- [What needs to be done]
A precise repetition of every line below is the required answer.

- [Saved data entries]
PR #491, opened 2023-03-02
feat(imageBlock): caption

celine-s:
Ticket: https://app.clickup.com/t/8677a21bv

### DIFF
--- a/packages/brand-positioning-block/package.json
+++ b/packages/brand-positioning-block/package.json
@@ -30,7 +30,7 @@
     },
     "dependencies": {
         "@frontify/app-bridge": "3.0.0-beta.38",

- [Response below]
PR #491, opened 2023-03-02
feat(imageBlock): caption

celine-s:
Ticket: https://app.clickup.com/t/8677a21bv

### DIFF
--- a/packages/brand-positioning-block/package.json
+++ b/packages/brand-positioning-block/package.json
@@ -30,7 +30,7 @@
     },
     "dependencies": {
         "@frontify/app-bridge": "3.0.0-beta.38",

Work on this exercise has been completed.